Stored items

== == ==

PR #1396, opened 2021-11-17
#1389 Added K8S namespace to cluster and route IDs

### LINKED ISSUE #1389: Same ingress or service name in multiple Kubernetes namespaces
When defining Ingress or Service resources in Kubernetes, it is legal to have two ingresses with the same name but in different *namespaces*. It is the combination of name and namespace that make the resource unique.

Yarp currently does *not* include the namespace when creating the keys for the Cluster and Routes configuration.

(Example ingresses shown here with the spec section omitted for clarity)
```
apiVersion: networking.k8s.io/v1
kind: Ingress
metadata:
  name: the-ingress
  namespace: ns-one
---
apiVersion: networking.k8s.io/v1
kind: Ingress
metadata:
  name: the-ingress
  namespace: ns-two
```

dpbevin:
Fixes #1389

### DIFF
--- a/src/Kubernetes.Controller/Converters/YarpParser.cs
+++ b/src/Kubernetes.Controller/Converters/YarpParser.cs
@@ -110,12 +110,12 @@ internal static class YarpParser
         {
             if (ingressServiceBackend.Port.Number.HasValue && ingressServiceBackend.Port.Number.Value > 0)
             {
-                return $"{ingressServiceBackend?.Name}.{namespaceName}:{ingressServiceBackend?.Port.Number}";
+                return $"{ingressServiceBackend.Name}.{namespaceName}:{ingressServiceBackend.Port.Number}";
             }
 
-            if (!string.IsNullOrWhiteSpace(ingressServiceBackend?.Name))
+            if (!string.IsNullOrWhiteSpace(ingressServiceBackend.Name))
             {
-                return $"{ingressServiceBackend?.Name}.{namespaceName}:{ingressServiceBackend?.Port.Name}";
+                return $"{ingressServiceBackend.Name}.{namespaceName}:{ingressServiceBackend.Port.Name}";
             }
         }
 
--- a/src/Kubernetes.Controller/Converters/YarpParser.cs
+++ b/src/Kubernetes.Controller/Converters/YarpParser.cs
@@ -113,7 +113,7 @@ internal static class YarpParser
                 return $"{ingressServiceBackend.Name}.{namespaceName}:{ingressServiceBackend.Port.Number}";
             }
 
-            if (!string.IsNullOrWhiteSpace(ingressServiceBackend.Name))
+            if (!string.IsNullOrWhiteSpace(ingressServiceBackend.Port.Name))
             {
                 return $"{ingressServiceBackend.Name}.{namespaceName}:{ingressServiceBackend.Port.Name}";
             }
--- a/src/Kubernetes.Controller/Converters/YarpParser.cs
+++ b/src/Kubernetes.Controller/Converters/YarpParser.cs
@@ -57,7 +57,7 @@ internal static class YarpParser
         }
 
         // Each ingress rule path can only be for one service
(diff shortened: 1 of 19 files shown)


src/Kubernetes.Controller/Converters/YarpParser.cs
```diff
@@ -104,6 +104,24 @@ private static void HandleIngressRulePath(YarpIngressContext ingressContext, V1S
...
+        {
+            if (ingressServiceBackend.Port.Number.HasValue && ingressServiceBackend.Port.Number.Value > 0)
+            {
+                return $"{ingressServiceBackend?.Name}.{namespaceName}:{ingressServiceBackend?.Port.Number}";
+            }
+
+            if (!string.IsNullOrWhiteSpace(ingressServiceBackend?.Name))
+            {
+                return $"{ingressServiceBackend?.Name}.{namespaceName}:{ingressServiceBackend?.Port.Name}";
+            }
```
MihaZupan, line 119:
```suggestion
            if (ingressServiceBackend.Port.Number.HasValue && ingressServiceBackend.Port.Number.Value > 0)
            {
                return $"{ingressServiceBackend.Name}.{namespaceName}:{ingressServiceBackend.Port.Number}";
            }

            if (!string.IsNullOrWhiteSpace(ingressServiceBackend.Name))
            {
                return $"{ingressServiceBackend.Name}.{namespaceName}:{ingressServiceBackend.Port.Name}";
            }
```

`ingressServiceBackend` was already null checked above

src/Kubernetes.Controller/Converters/YarpParser.cs
```diff
@@ -104,6 +104,24 @@ private static void HandleIngressRulePath(YarpIngressContext ingressContext, V1S
         }
     }
 
+    private static string UpstreamName(string namespaceName, V1IngressServiceBackend ingressServiceBackend)
+    {
+        if (ingressServiceBackend != null)
+        {
+            if (ingressServiceBackend.Port.Number.HasValue && ingressServiceBackend.Port.Number.Value > 0)
+            {
+                return $"{ingressServiceBackend?.Name}.{namespaceName}:{ingressServiceBackend?.Port.Number}";
```
MihaZupan, line 113: Does the existence of a non-default port imply that the name won't be null?

Or should this method generate something like
- `backend.Name` if it exists +
- `namespaceName` +
- `port.Number` if it exists or `port.Name` otherwise

MihaZupan (approved):

src/Kubernetes.Controller/Converters/YarpParser.cs
dpbevin: The port and name values are mutually exclusive, so one or the other _should_ be set.
https://kubernetes.io/docs/reference/generated/kubernetes-api/v1.22/#servicebackendport-v1-networking-k8s-io

MihaZupan: Oh, I was more thinking of the `ingressServiceBackend.Name` - it looks like we will treat the name not being set differently depending on whether the port was set via name vs number.

The first `if` could be changed to `if (!string.IsNullOrWhiteSpace(ingressServiceBackend?.Name))` since it's always an invalid case regardless of port.

dpbevin:
@MihaZupan is this able to be merged now?

src/Kubernetes.Controller/Converters/YarpParser.cs
```diff
@@ -104,6 +104,24 @@ private static void HandleIngressRulePath(YarpIngressContext ingressContext, V1S
...
+    private static string UpstreamName(string namespaceName, V1IngressServiceBackend ingressServiceBackend)
+    {
+        if (ingressServiceBackend != null)
+        {
+            if (ingressServiceBackend.Port.Number.HasValue && ingressServiceBackend.Port.Number.Value > 0)
+            {
+                return $"{ingressServiceBackend.Name}.{namespaceName}:{ingressServiceBackend.Port.Number}";
+            }
+
+            if (!string.IsNullOrWhiteSpace(ingressServiceBackend.Name))
```
MihaZupan, line 116: Re-reading it, I think this was actually been the indented behavior?
```suggestion
            if (!string.IsNullOrWhiteSpace(ingressServiceBackend.Port.Name))
```

MihaZupan: @dpbevin Are you okay with me merging this with the above suggestion?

== == ==

**DIRECTIONS FOR THIS TASK**
Copy out each line of the records where the string "like" appears.

**EXERCISE OUTPUT**
Or should this method generate something like
MihaZupan: Oh, I was more thinking of the `ingressServiceBackend.Name` - it looks like we will treat the name not being set differently depending on whether the port was set via name vs number.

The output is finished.